▶ What this task involves: The response should contain only those lines of the entries below that include the string "think".

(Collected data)
PR #10593, opened 2025-01-08
MdeModulePkg/UsbBusPei: Improve PEI USB enumeration

philnoh2:
Unlike DXE USB enumeration that enumerates all changed ports on timer interrupt, PEI USB Enumeration runs once at the driver entry point. USB3.x devices initially appear in USB2.0 ports. When the USB2.0 port is reset, the USB3.x device disappears from the USB2.0 port and appears on the USB3.0 port. The USB3.x device won't be enumerated if the USB2.0 port number is greater than the USB3.0 port number. Re-enumerate USB to make sure USB3.x devices in this case.

REF: [eXtensible Host Controller Interface for Universal Serial Bus (xHCI)
](https://www.intel.com/content/www/us/en/content-details/625472/extensible-host-controller-interface-for-universal-serial-bus-xhci-requirements-specification.html)4.19.3 Connect Status Change Reporting
For a USB2 Protocol port, “device presence” is indicated by the PORTSC PLS field transitioning from the RxDetect to the Polling state. Software shall reset the port to transition it to the U0 state. For a USB3 Protocol port, “device presence” is indicated by the PORTSC PLS field transitioning from the Polling to the U0 state.

- [ ] Breaking change?
- [ ] Impacts security?
- [ ] Includes tests?

## How This Was Tested

The update was verified on some AMD platforms with the case. There was an issue that system is failed for Crisis recovery when the USB device is on a specific Type-C port. Crisis recovery is based on the PEI driver. It resolved the issue.

## Integration Instructions

N/A

### DIFF
--- a/MdeModulePkg/Bus/Usb/UsbBusPei/UsbPeim.c
+++ b/MdeModulePkg/Bus/Usb/UsbBusPei/UsbPeim.c
@@ -1,6 +1,7 @@
 /** @file
 The module to produce Usb Bus PPI.
 
+Copyright (C) 2025 Advanced Micro Devices, Inc. All rights reserved.<BR>
 Copyright (c) 2006 - 2018, Intel Corporation. All rights reserved.<BR>
 
 SPDX-License-Identifier: BSD-2-Clause-Patent
@@ -428,6 +429,7 @@ PeiUsbEnumeration (
   UINT8                 CurrentAddress;
   UINTN                 InterfaceIndex;
   UINTN                 EndpointIndex;
+  UINT8                 UsbEnumLoop;
 
   CurrentAddress = 0;
   if (Usb2HcPpi != NULL) {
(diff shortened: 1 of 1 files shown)


lgao4:
If this change is request, can it be made in PeiUsbEnumeration () implementation? If so, the caller is not required to be updated.

philnoh2:
> If this change is request, can it be made in PeiUsbEnumeration () implementation? If so, the caller is not required to be updated.

I understand. Yes, we have reviewed 2 options for the required update. The PR update is our second option. We thought that it would be better to explain the issue and update. The first option (patch attached) is to update PeiUsbEnumeration () internally. In the case, the caller's update is not required. If maintainers think that the first option is better or there is the other option, I could follow up. Please review it and let me know. Thank you.

[UsbPeim.1stoption.patch](https://github.com/user-attachments/files/18462478/UsbPeim.1stoption.patch)

philnoh2:
Hi Liming (@lgao4),

It is the updated PR for another option that we have reviewed. It could satisfy the point below. Please help to review it.

> can it be made in PeiUsbEnumeration () implementation? If so, the caller is not required to be updated.

Thank you.

lgao4:
> Hi Liming (@lgao4),
> 
> It is the updated PR for another option that we have reviewed. It could satisfy the point below. Please help to review it.
> 
> > can it be made in PeiUsbEnumeration () implementation? If so, the caller is not required to be updated.
> 
> Thank you.

Can you attach the boot log for the changed logic? I would like to verify the boot functionality.

philnoh2:
> > Hi Liming (@lgao4),
> > It is the updated PR for another option that we have reviewed. It could satisfy the point below. Please help to review it.
> > > can it be made in PeiUsbEnumeration () implementation? If so, the caller is not required to be updated.
> > 
> > 
> > Thank you.
> 
> Can you attach the boot log for the changed logic? I would like to verify the boot functionality.

Based on EDk2 Master (Jan 23), I am attaching 2 bios log files for UsbBusPei driver. One is based on the original version. Another is based on the PR version. On our platform, the driver is loaded in the recovery mode. When a USB3.0 flash key that includes a recovery image is plugged in a USB Type C port (Port 0 - USB3, Port 5 - USB2) on the error case, the PR version makes the device initialized and detected. In the result, the recovery is completed successfully. Please review the log files. Thank you.

[EDK2_Master_0123_UsbBusPei_Original_BiosLog (Crisis Recovery - Fail).txt](https://github.com/user-attachments/files/18528402/EDK2_Master_0123_UsbBusPei_Original_BiosLog.Crisis.Recovery.-.Fail.txt)
[EDK2_Master_0123_UsbBusPei_PR10593_BiosLog (Crisis Recovery - Success).txt](https://github.com/user-attachments/files/18528403/EDK2_Master_0123_UsbBusPei_PR10593_BiosLog.Crisis.Recovery.-.Success.txt)

mdkinney:
@lgao4 This was opened before soft freeze and looks like a good improvement.  Should this be added to edk2-stable202502 milestone?

mdkinney:
@lgao4 Please see question above

mdkinney:
@ajfish @leiflindholm Please review for edk-stable202502 milestone.

MdeModulePkg/Bus/Usb/UsbBusPei/UsbPeim.c
```diff
@@ -449,27 +451,37 @@ PeiUsbEnumeration (
 
   DEBUG ((DEBUG_INFO, "PeiUsbEnumeration: NumOfRootPort: %x\n", NumOfRootPort));
 
-  for (Index = 0; Index < NumOfRootPort; Index++) {
+  //
+  // USB3.x devices initially appear in USB2.0 ports. When the USB2.0 port is reset, the USB3.x device disappears
+  // from the USB2.0 port and appears on the USB3.0 port. The USB3.x device won't be enumerated if the USB2.0 port
+  // number is greater than the USB3.0 port number. Re-enumerate USB to make sure USB3.x devices in this case.
+  //
+  for (Index = 0; Index < (UINT8)(NumOfRootPort * 2); Index++) {
```
leiflindholm, line 459: This line holds way too much magic for my liking. While it may not break anything in our current implementation, it makes no sense semantically to iterate over twice as many elements as our discovery calls above have told us exist.

ardbiesheuvel: Agreed. If the entire loop needs to run twice, we should stick another `for ()` loop around it.

But I'd like to understand better what is happening here. The comment claims that resetting the port is what causes the USB 2.0 device to disappear (I assume this refers to the reset that is part of the LS/FS/HS enumeration sequence), and only after this reset has been issued, the device reappears on a different USB 3.x port, which may appear before or after the USB 2.0 sibling port in the enumeration order. If it appears before, the device appearing there will go unnoticed.

Does this have any basis in the USB spec? Or is this based on your observation? Is there real cause and effect here, or are we just racing with the hardware, and running the loop twice happens to work around it?

I understand that USB 3.x capable devices must only appear once in the USB hierarchy. But I cannot find any references for the requirement to reset the USB 2.0 device in order for the USB 3.x device to appear.

philnoh2: > If the entire loop needs to run twice, we should stick another for () loop around it.

After reviewing the feedback, firstly I have updated the PR to reflect it. Please refer to the updated code.

> Does this have any basis in the USB spec?

Like the PR's description, the reference in the XHCI specification has been added. Please refer to more references below in the specification. 
 
> [XHCI spec 1.2b](https://www.intel.com/content/www/us/en/content-details/625472/extensible-host-controller-interface-for-universal-serial-bus-xhci-requirements-specification.html)
> 4.19.7 Port Routing and Control and Figure 4-35: Port Routing Example
> A USB3 hub is the logical combination of USB2 and USB3 hubs. A USB Peripheral Device is required to only utilize one connection at a time.
>  
> 4.19.8 Cold Attach Status
> For USB2 protocol ports the Current Connect Status (CCS) flag is capable of reporting a device attach in any xHC power state. However, for USB3 protocol ports CCS is asserted only after the link has successfully trained and advanced to the U0 state.

Any USB3.x key supports both USB2 and USB3 signals. Based on the above spec description, a USB3.x key connected to USB3.x port (in polling state) will not have CCS=1 in USB3 port PORTSC register but have CCS=1 in USB2 port (in disabled state) PORTSC register initially. The spec doesn’t explicitly state issuing reset on USB2 port will deactivate USB2 hub and activate USB3 hub, but logically it is true because only one protocol is active at a time and USB2 is one to start with.

The log file also shows the status.

USB Enumeration (Port 0 - USB3.x, Port 5 - USB2) : 

> [EDK2_Master_0123_UsbBusPei_PR10593_BiosLog (Crisis Recovery - Success).txt](https://github.com/user-attachments/files/18528403/EDK2_Master_0123_UsbBusPei_PR10593_BiosLog.Crisis.Recovery.-.Success.txt)
> ...
> XhcPeiGetRootHubPortStatus: Port: 0 State: 2A0 (First Enumeration, CCS : 0, PLS : 5 - RxDetect)
> ...
> XhcPeiGetRootHubPortStatus: Port: 5 State: 202E1 (First Enumeration, CCS : 1, PLS : 7 - Polling)
> ...
> XhcPeiGetRootHubPortStatus: Port: 0 State: 21203 (Second Enumeration, CCS : 1, PLS : 0 - U0)
> ...
> XhcPeiGetRootHubPortStatus: Port: 5 State: 2A0 (Second Enumeration, CCS : 0, PLS : 5 - RxDetect)
> ...

ardbiesheuvel: Thanks for the explanation. I'm not fully convinced though.

What happens if a USB 3.x peripheral is using a USB 2.0 only cable? The second enumeration will not observe the peripheral on the USB 3.x port, but does that interfere with its operation in USB 2.0 mode?

Is it possible to enumerate all USB 2.0 ports first, before the USB 3.x ports? Or is it difficult for software to make this distinction upfront?

philnoh2: Thank you for reviewing the update and information. Let me answer the questions additionally based on our review and understanding.

> What happens if a USB 3.x peripheral is using a USB 2.0 only cable? The second enumeration will not observe the peripheral on the USB 3.x port, but does that interfere with its operation in USB 2.0 mode?

For the case of USB3.x device on USB2.0 cable only, there is no USB3.x signal routed to the port. USB3 hub is not connected to anything. USB3.x device is USB2 device only. The device is still on USB2.0 hub after issuing port reset and moves to next state on the first enumeration round. We also tried to put insulation tape on USB3.x device’s D+/- signal to make the device USB3.x only. In this case, USB3.x is never enumerated in PEI, DXE, windows except hot-plug under shell or windows.

> Is it possible to enumerate all USB 2.0 ports first, before the USB 3.x ports? Or is it difficult for software to make this distinction upfront?

As “4.19.8 Cold Attach Status” states, USB3 port CCS =0 initially-> (Port: 0 State: 2A0 (First Enumeration, CCS : 0, PLS : 5 - RxDetect). There is no way to tell if there is USB3.x device on the port or not initially. For example, empty port1 log: Port: 1 State: 2A0 is the same as port0 with USB3.x device on it. USB2 port is enumerated first one by one in first round. Issuing reset on USB2 port with CCS =1 will wake up USB3.x device on its usb3.x port (CCS=1) for a USB3.x device. For S/W side, it only enumerates the port with CCS=1.

Generally, USB3 port number is greater than USB2 port number. One round will be good to enumerate all USB2 and USB3 devices. But USB3 port number is allowed to be smaller than its USB2 port number. This PR is for addressing this configuration. USB DXE driver is designed in the same way: timer driven event on CCS=1 on any order. Therefore, there is no such problem with USB DXE driver.

lgao4:
@philnoh2 , I think the updated version is better than before. I still keep my approval. I aslo agree to add it to milestone 202502. Let's wait for other people feedback.

philnoh2:
> @philnoh2 , I think the updated version is better than before. I still keep my approval. I aslo agree to add it to milestone 202502. Let's wait for other people feedback.

@lgao4, Thank you for your review. I can see the approval status. Yes, let me expect other people's feedback.

lgao4:
Seemly, there is no more comment. I will merge it today.

PR #10594, opened 2025-01-08
NetworkPkg/IScsiDxe:Fix for out of bound memory access for bz4207 (CVE-2024-38805)

MadhavanJey:
# Description

A malicious iSCSI target could reply to the iSCSI initiator with a malformed packet, causing out-of-bounds memory reads and writes. This most likely leads to a denial of service, as the write primitive should not be exploitable.

To Fix this,
In IScsiBuildKeyValueList, check if we have any data left (Len > 0) before advancing the Data pointer and reducing Len. Avoids wrapping Len. Also replace the AsciiStrLen() call with an open-coded loop which likewise checks Len to make sure we don't overrun the buffer.

- [ ] Breaking change?
- [ ] Impacts security?
- [ ] Includes tests?

## How This Was Tested

## Integration Instructions

### DIFF
--- a/NetworkPkg/IScsiDxe/IScsiProto.c
+++ b/NetworkPkg/IScsiDxe/IScsiProto.c
@@ -1903,9 +1903,8 @@ IScsiBuildKeyValueList (
       Data++;
     }
 
-    if (*Data == '=') {
+    if ((Len > 0) && (*Data == '=')) {
       *Data = '\0';
-
       Data++;
       Len--;
     } else {
@@ -1917,8 +1916,17 @@ IScsiBuildKeyValueList (
 
     InsertTailList (ListHead, &KeyValuePair->List);
 
-    Data += AsciiStrLen (KeyValuePair->Value) + 1;
-    Len  -= (UINT32)AsciiStrLen (KeyValuePair->Value) + 1;
+    while ((Len > 0) && (*Data != '\0')) {
+      Len--;
+      Data++;
+    }
+
+    if ((Len > 0) && (*Data == '\0')) {
+      Data++;
+      Len--;
+    } else {
+      goto ON_ERROR;
+    }
   }
 
   return ListHead;


leiflindholm:
This change does not have a commit message.
Please write one, following https://github.com/tianocore/tianocore.github.io/wiki/Commit-Message-Format.

leiflindholm:
> This change does not have a commit message. Please write one, following https://github.com/tianocore/tianocore.github.io/wiki/Commit-Message-Format.

(The description in the PR description is pretty good, but it needs to be in the commit message as well, and the DCO is also missing.)

jkmathews:
Just an FYI to all reviewers, this patch was previously on the EDK2 dev mailing list, but it was never merged. 
Link: https://edk2.groups.io/g/devel/message/106280

leiflindholm:
Commit message still needs updating.

leiflindholm (changes requested):
Commit message needs updating as per comments.

MadhavanJey:
> This change does not have a commit message. Please write one, following https://github.com/tianocore/tianocore.github.io/wiki/Commit-Message-Format.

Commit message has been updated.

NetworkPkg/IScsiDxe/IScsiProto.c
```diff
@@ -1917,8 +1916,17 @@ IScsiBuildKeyValueList (
 
     InsertTailList (ListHead, &KeyValuePair->List);
 
-    Data += AsciiStrLen (KeyValuePair->Value) + 1;
-    Len  -= (UINT32)AsciiStrLen (KeyValuePair->Value) + 1;
+    while ((Len > 0) && (*Data != '\0')) {
```
leiflindholm, line 1919: Could this be folded down to:

```
if (Len > 0) {
  UINT32 Remaining;
  Remaining = AsciiStrLen (KeyValuePair->Value) + 1;

  Data += Remaining;
  Len  -= Remaining;
} else {
  goto ON_ERROR;
}
```
?

There's nothing super clever going on here, so every bit of manual string parsing we can avoid feels like a future misunderstanding avoided.

mdkinney: This PR was closed and a new one opened here: https://github.com/tianocore/edk2/pull/11042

▶ Exercise solution:
I understand. Yes, we have reviewed 2 options for the required update. The PR update is our second option. We thought that it would be better to explain the issue and update. The first option (patch attached) is to update PeiUsbEnumeration () internally. In the case, the caller's update is not required. If maintainers think that the first option is better or there is the other option, I could follow up. Please review it and let me know. Thank you.
@philnoh2 , I think the updated version is better than before. I still keep my approval. I aslo agree to add it to milestone 202502. Let's wait for other people feedback.
> @philnoh2 , I think the updated version is better than before. I still keep my approval. I aslo agree to add it to milestone 202502. Let's wait for other people feedback.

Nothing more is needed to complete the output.